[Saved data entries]
PR #25312, opened 2026-03-11
[fix][broker]system topic was created with different partitions acrossing clusters after enabled namespace-level replication

poorbarcode:
### Motivation

The situation that replication does not work as expected.

- cluster: `c1` 
  - namespace: `public/default`

 The system topic `__change_events` has already been created as a non-partitioned topic; in other words, the topic named `__change_events` has no partition.

- cluster: `c2`, has the following configurations
  - `allowAutoTopicCreationType=partitioned`
  - `defaultNumPartitions=1`
 
These two configurations mean that the new topic will be created as a partitioned topic and contain `1` partition.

> _Task statement_
Repeat each of the entries exactly.

> _Expected output_
PR #25312, opened 2026-03-11
[fix][broker]system topic was created with different partitions acrossing clusters after enabled namespace-level replication

poorbarcode:
### Motivation

The situation that replication does not work as expected.

- cluster: `c1` 
  - namespace: `public/default`

 The system topic `__change_events` has already been created as a non-partitioned topic; in other words, the topic named `__change_events` has no partition.

- cluster: `c2`, has the following configurations
  - `allowAutoTopicCreationType=partitioned`
  - `defaultNumPartitions=1`
 
These two configurations mean that the new topic will be created as a partitioned topic and contain `1` partition.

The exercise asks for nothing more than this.